Antony and colleagues used a synthetic inhibitor for microRNA-381 to inhibit the expression of microRNA-381 in primary human airway epithelial cells from COPD patients, and found that ANO1 expression was significantly increased. In contrast, adding a microRNA-381 mimic; a synthetic RNA that acts like microRNA-381 to increase the extent of negative regulation –; to these cells reduced ANO1 expression. These results reinforced the UAB researchers‘ hypothesis that cadmium negatively regulates microRNA-381 expression, thus upregulating ANO1 expression in airway epithelial cells.
Finally, the researchers found that the microRNA-381 inhibitor still upregulated ANO1 and the mimic still downregulated ANO1, even when primary human airway epithelial cells from COPD patients were exposed to 1 micromolar cadmium chloride.
Our findings from experiments with low-dose cadmium exposure of epithelial cells suggest that ANO1 is a direct target of miR-381, which is downregulated with low-dose cadmium exposure. Therefore, cigarette-induced cadmium toxicity may alter mechanisms of cellular homeostasis at very low concentrations, and cadmium exposure in a person with an existing lung disease may have an additional or adverse effect, increasing susceptibility to infections and environmental allergens.
This interaction of cadmium, microRNA-381, and ANO1 suggests that microRNAs could serve as potential therapeutic targets that need further exploration in cadmium exposure and subsequent lung damage.“
Veena Antony, MD, Professor, UAB Department of Medicine
At UAB, Antony holds the Endowed Chair for Environmental Health Sciences, leads the Superfund Research Center, and is a member of the Department of Pulmonary, Allergy, and Critical Care Medicine.
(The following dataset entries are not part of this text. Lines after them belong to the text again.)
PR #3521, opened 2026-07-20
fix(datamapper): scope schema elements to root include chain

### LINKED ISSUE #3462: DataMapper: global element from unrelated schema shadows same-named element in root's include chain
## Summary

**WORKAROUND EXISTS**
Do not attach unrelated schema files, especially if they have name collision.

When multiple XSD files are loaded into the DataMapper and they contain global elements with the same name but different structures, the wrong definition may be used depending on schema load order. Elements from schemas **outside** the selected root element's `xs:include` chain can shadow the correct definition, causing child fields to be missing in the rendered tree.

## Reproduction

Load the following three XSD files together and select `Root` as the root element:

**Main.xsd** (root — includes `MainTypes.xsd`):
```xsd
<?xml version="1.0" encoding="UTF-8"?>
<xs:schema xmlns:xs="http://www.w3.org/2001/XMLSchema"
           elementFormDefault="qualified">
  <xs:include schemaLocation="MainTypes.xsd"/>
  <xs:element name="Root">
    <xs:complexType>
      <xs:sequence>
        <xs:element ref="Order" minOccurs="0" maxOccurs="unbounded"/>
      </xs:sequence>
    </xs:complexType>
  </xs:element>
</xs:schema>
```

**MainTypes.xsd** (included by Main — full `Order` definition with `OrderItem`):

Co-authors with Antony in the study „Low-dose Cadmium Exposure Regulates miR-381-ANO1 Interaction in Airway Epithelial Cells“ include Pooja Singh, Fu Jun Li, Kevin Dsouza, Crystal T. Stephens, Huaxiu Zheng, and Mark T. Dransfield, from the UAB Department of Medicine, Department of Pulmonary, Allergy, and Critical Care Medicine; and Abhishek Kumar, UAB Superfund Center Advisory Board, Gainesville, Florida.
The study was supported by National Institute of Environmental Health Sciences grant ES027723.
University of Alabama at Birmingham
Singh, P., et al. (2024). Exposure to low-dose cadmium regulates miR-381-ANO1 interaction in airway epithelial cells. Scientific Reports. doi.org/10.1038/s41598-023-50471-z.